Many experts expect this trend to continue as the confluence of automation and data keeps chipping away at the organizational pyramid. “Hierarchical, command-and-control leadership will become obsolete,” says Edward Hess, professor of business administration and Batten executive-in-residence at the Darden School of Business at the University of Virginia. “Flatter, distributive leadership via teams will become the dominant structure.”

5. Understand Process Design

When business processes were simpler, IT could analyze the process and improve it without input from the business. But today many processes are triggered on the fly by the customer, making a seamless customer experience more difficult to build without the benefit of a larger, multifunctional team. In a highly digitalized organization like Amazon, which releases thousands of new software programs each year, IT can no longer do it all.

While businesspeople aren’t expected to start coding, their involvement in process design is crucial. One of the techniques that many organizations have adopted to help IT and businesspeople visualize business processes together is design thinking (for more on design thinking techniques, see “A Cult of Creation“).

Customers aren’t the only ones who benefit from better processes. Among the 100 companies the SAP-Oxford Economics researchers have identified as digital leaders, two-thirds say that they are making their employees’ lives easier by eliminating process roadblocks that interfere with their ability to do their jobs. Ninety percent of leaders surveyed expect to see value from these projects in the next two years alone.

6. Learn to Keep Learning

The ability to learn and keep learning has been a part of IT from the start. Since the first mainframes in the 1950s, technologists have understood that they need to keep reinventing themselves and their skills to adapt to the changes around them.

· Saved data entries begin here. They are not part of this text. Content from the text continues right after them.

PR #1267, opened 2024-01-11
Simplify `Esplora::update_local_chain` and add tests

### LINKED ISSUE #1199: bdk + esplora `update_local_chain` logic might be off
See the discussion in #1151: https://github.com/bitcoindevkit/bdk/issues/1151#issuecomment-1752555182 (and following comments)

evanlinjin:
Fixes #1199

### Description

After a second look at the `update_local_chain` implementations, it was clear that they were over complicated. This PR simplifies the `EsploraExt::update_local_chain` method(s) of the `bdk_esplora` crate and adds a whole bunch of tests.

### Notes to the reviewers

The description of #1199 is very brief, however @danielabrozzoni mentioned about potentially-problematic logic with `ASSUME_FINAL_DEPTH`. The logic was indeed convoluted and it did not need to be that way. This PR removes the need for `ASSUME_FINAL_DEPTH`. 

### Changelog notice

Fixed
- Simplified `EsploraExt::update_local_chain` logic.

#### All Submissions:

#### Bugfixes:

~* [ ] I've added tests to reproduce the issue which are now passing~ (there are now lots of tests though)

### DIFF
--- a/crates/esplora/src/async_ext.rs
+++ b/crates/esplora/src/async_ext.rs
@@ -85,20 +85,20 @@ impl EsploraAsyncExt for esplora_client::AsyncClient {
         local_tip: CheckPoint,
         request_heights: impl IntoIterator<IntoIter = impl Iterator<Item = u32> + Send> + Send,
     ) -> Result<local_chain::Update, Error> {
-        let new_tip_height = self.get_height().await?;
-
         // Atomically fetch latest blocks from Esplora. This way, we avoid creating an update with
         // an inconsistent set of blocks (assuming that a reorg depth cannot be greater than the
         // latest blocks fetched).
-        let mut fetched_blocks = {
-            let heights = (0..=new_tip_height).rev();
-            let hashes = self
-                .get_blocks(Some(new_tip_height))
-                .await?
-                .into_iter()
-                .map(|b| b.id);
-            heights.zip(hashes).collect::<BTreeMap<u32, BlockHash>>()
-        };
+        let mut fetched_blocks = self
+            .get_blocks(None)
+            .await?
+            .into_iter()
+            .map(|b| (b.time.height, b.id))
+            .collect::<BTreeMap<u32, BlockHash>>();
+        let new_tip_height = fetched_blocks
+            .keys()
+            .last()
+            .copied()
+            .expect("must have atleast one block");
 
         // fetch blocks of heights that the caller is interested in, reusing latest blocks that are
         // already fetched.
--- a/crates/esplora/src/async_ext.rs
+++ b/crates/esplora/src/async_ext.rs
@@ -2,14 +2,14 @@ use async_trait::async_trait;
 use bdk_chain::collections::btree_map;
 use bdk_chain::{
     bitcoin::{BlockHash, OutPoint, ScriptBuf, Txid},
-    collections::{BTreeMap, BTreeSet},
+    collections::BTreeMap,
     local_chain::{self, CheckPoint},
     BlockId, ConfirmationTimeHeightAnchor, TxGraph,
 };
 use esplora_client::{Error, TxStatus};
 use futures::{stream::FuturesOrdered, TryStreamExt};
 
-use crate::{anchor_from_status, ASSUME_FINAL_DEPTH};
+use crate::anchor_from_status;
 
 /// Trait to extend the functionality of [`esplora_client::AsyncClient`].
 ///
@@ -85,10 +85,11 @@ impl EsploraAsyncExt for esplora_client::AsyncClient {
         local_tip: CheckPoint,
         request_heights: impl IntoIterator<IntoIter = impl Iterator<Item = u32> + Send> + Send,
     ) -> Result<local_chain::Update, Error> {
-        let request_heights = request_heights.into_iter().collect::<BTreeSet<_>>();
         let new_tip_height = self.get_height().await?;
 
-        // atomically fetch blocks from esplora
+        // Atomically fetch latest blocks from Esplora. This way, we avoid creating an update with
+        // an inconsistent set of blocks (assuming that a reorg depth cannot be greater than the
+        // latest blocks fetched).
         let mut fetched_blocks = {
             let heights = (0..=new_tip_height).rev();
             let hashes = self
@@ -99,7 +100,8 @@ impl EsploraAsyncExt for esplora_client::AsyncClient {
             heights.zip(hashes).collect::<BTreeMap<u32, BlockHash>>()
         };
 
-        // fetch heights that the caller is interested in
+        // fetch blocks of heights that the caller is interested in, reusing latest blocks that are
+        // already fetched.
         for height in request_heights {
             // do not fetch blocks higher than remote tip
             if height > new_tip_height {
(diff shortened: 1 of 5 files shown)


evanlinjin:
@notmandatory this doesn't really change the API

crates/esplora/src/async_ext.rs
```diff
@@ -99,89 +100,48 @@ impl EsploraAsyncExt for esplora_client::AsyncClient {
...
-                })
-        };
+
+            // We have found point of agreement so the update will connect!
+            if fetched_hash == local_hash {
+                break;
+            }
+        }
+
+        // TODO: Use `CheckPoint::from_block_ids` once #1172 is merged
```
LLFourn: This is merged now.

LLFourn (commented):
Concept ACK. One thing looks like it needs to be updated.

crates/esplora/src/async_ext.rs
evanlinjin: https://github.com/bitcoindevkit/bdk/pull/1172

But it's not? 😅

LLFourn: Derp. Merge it then.

crates/esplora/src/async_ext.rs
```diff
@@ -85,10 +85,11 @@ impl EsploraAsyncExt for esplora_client::AsyncClient {
         local_tip: CheckPoint,
         request_heights: impl IntoIterator<IntoIter = impl Iterator<Item = u32> + Send> + Send,
     ) -> Result<local_chain::Update, Error> {
-        let request_heights = request_heights.into_iter().collect::<BTreeSet<_>>();
         let new_tip_height = self.get_height().await?;
 
-        // atomically fetch blocks from esplora
+        // Atomically fetch latest blocks from Esplora. This way, we avoid creating an update with
+        // an inconsistent set of blocks (assuming that a reorg depth cannot be greater than the
```
LLFourn: What is this assumption I don't get it. There is no assumption being made here that I can see.

crates/esplora/src/async_ext.rs
```diff
@@ -85,10 +85,11 @@ impl EsploraAsyncExt for esplora_client::AsyncClient {
...
+        // latest blocks fetched).
```
LLFourn: Not touched as part of this PR but below:

```rust

        let mut fetched_blocks = {
            let heights = (0..=new_tip_height).rev();
            let hashes = self
                .get_blocks(Some(new_tip_height))
                .await?
                .into_iter()
                .map(|b| b.id);
            heights.zip(hashes).collect::<BTreeMap<u32, BlockHash>>()
        };
```
Why are we zipping to get the heights of the blocks. This looks really error prone. Surely esplora will tell us the heights of the blocks we fetched.

LLFourn: But furthermore, why do we even do `get_height` at the start here. Just do `get_blocks(None)` which will get from the tip.

LLFourn (commented):
I found some more things that could be simplified as part of this.

crates/esplora/src/async_ext.rs
evanlinjin: If the reorg depth is greater than the latest block count that we fetched atomically, and we had to get another block lower than the atomic-fetch count... This additional block may not connect with the atomically-fetched blocks.

crates/esplora/src/async_ext.rs
evanlinjin: I didn't realize there was a height available because it's nested in the `time` field.

LLFourn:
self-ACK: 216648bcfd2c622890bf7f50fb2eaa4396c42ed1

Pushed a comment and docs better explaining what @evanlinjin  was trying to explain to me here: https://github.com/bitcoindevkit/bdk/pull/1267#discussion_r1469287813

evanlinjin (commented):
ACK 216648bcfd2c622890bf7f50fb2eaa4396c42ed1

Thank you @LLFourn for the improved docs.

crates/esplora/src/async_ext.rs
```diff
@@ -99,89 +100,41 @@ impl EsploraAsyncExt for esplora_client::AsyncClient {
             heights.zip(hashes).collect::<BTreeMap<u32, BlockHash>>()
         };
 
-        // fetch heights that the caller is interested in
+        // fetch blocks of heights that the caller is interested in, reusing latest blocks that are
```
danielabrozzoni: nit: I would rephrase it as

// fetch blocks of heights that the caller is interested in, skipping the fetching part for blocks that are already in `fetched_blocks`

crates/esplora/src/async_ext.rs
```diff
@@ -99,89 +100,41 @@ impl EsploraAsyncExt for esplora_client::AsyncClient {
...
-                    let first_new_height = *fetched_blocks
-                        .keys()
-                        .next()
-                        .expect("must have at least one new block");
-                    if first_new_height >= local_block.height {
-                        break;
-                    }
-                }
+        // Ensure `fetched_blocks` can create an update that connects with the original chain.
+        for (height, local_hash) in local_tip.iter().map(|cp| (cp.height(), cp.hash())) {
```
danielabrozzoni, line 127: nit: I would call it `local_height`

crates/esplora/src/async_ext.rs
```diff
@@ -99,89 +100,41 @@ impl EsploraAsyncExt for esplora_client::AsyncClient {
...
-
-                    let first_new_height = *fetched_blocks
-                        .keys()
-                        .next()
-                        .expect("must have at least one new block");
-                    if first_new_height >= local_block.height {
-                        break;
-                    }
-                }
+        // Ensure `fetched_blocks` can create an update that connects with the original chain.
```
danielabrozzoni: nit: I would explicitly state here that the way you're ensuring that the update connects is by looking for a agreement point

crates/esplora/src/async_ext.rs
```diff
@@ -99,89 +100,41 @@ impl EsploraAsyncExt for esplora_client::AsyncClient {
...
-                // building the chain will fail
-                .split_off(&(first_cp.height() + 1))
-                .into_iter()
-                .map(|(height, hash)| BlockId { height, hash })
-                .fold(first_cp, |prev_cp, block| {
-                    prev_cp.push(block).expect("must extend checkpoint")
-                })
-        };
+
+            // We have found point of agreement so the update will connect!
```
danielabrozzoni, line 139: What if no point of agreement is found? Is this possible?

crates/esplora/tests/blocking_ext.rs
```diff
@@ -202,3 +232,161 @@ pub fn test_update_tx_graph_gap_limit() -> anyhow::Result<()> {
 
     Ok(())
 }
+
+#[test]
+fn update_local_chain() -> anyhow::Result<()> {
+    const TIP_HEIGHT: u32 = 50;
+
+    let env = TestEnv::new()?;
+    let b = {
```
danielabrozzoni: I don't really like one character variable names, can we change this in `blocks`, and `bdc` in `bitcoind_client`?

crates/esplora/tests/blocking_ext.rs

Now that’s starting to become part of other job descriptions too. Many companies are investing in teaching their employees new digital skills. One South American auto products company, for example, has created a custom-education institute that trained 20,000 employees and partner-employees in 2016. In addition to training current staff, many leading digital companies are also hiring new employees and creating new roles, such as a chief robotics officer, to support their digital transformation efforts.

Nicolas van Zeebroeck, professor of information systems and digital business innovation at the Solvay Brussels School of Economics and Management at the Free University of Brussels, says that he expects the ability to learn quickly will remain crucial. “If I had to think of one critical skill,” he explains, “I would have to say it’s the ability to learn and keep learning—the ability to challenge the status quo and question what you take for granted.”

7. Fail Smarter

Traditionally, CIOs tended to be good at thinking through tests that would allow the company to experiment with new technology without risking the entire network.

This is another unfamiliar skill that smart managers are trying to pick up. “There’s a lot of trial and error in the best companies right now,” notes MIT’s Ross. But there’s a catch, she adds. “Most companies aren’t designed for trial and error—they’re trying to avoid an error,” she says.

To learn how to do it better, take your lead from IT, where many people have already learned to work in small, innovative teams that use agile development principles, advises Ross.

For example, business managers must learn how to think in terms of a minimum viable product: build a simple version of what you have in mind, test it, and if it works start building. You don’t build the whole thing at once anymore.… It’s really important to build things incrementally,” Ross says.

Flexibility and the ability to capitalize on accidental discoveries during experimentation are more important than having a concrete project plan, says Ross. At Spotify, the music service, and CarMax, the used-car retailer, change is driven not from the center but from small teams that have developed something new. “The thing you have to get comfortable with is not having the formalized plan that we would have traditionally relied on, because as soon as you insist on that, you limit your ability to keep learning,” Ross warns.

8. Understand the True Cost—and Speed—of Data

Gut instincts have never had much to do with being a CIO; now they should have less to do with being an ordinary manager as well, as data becomes more important.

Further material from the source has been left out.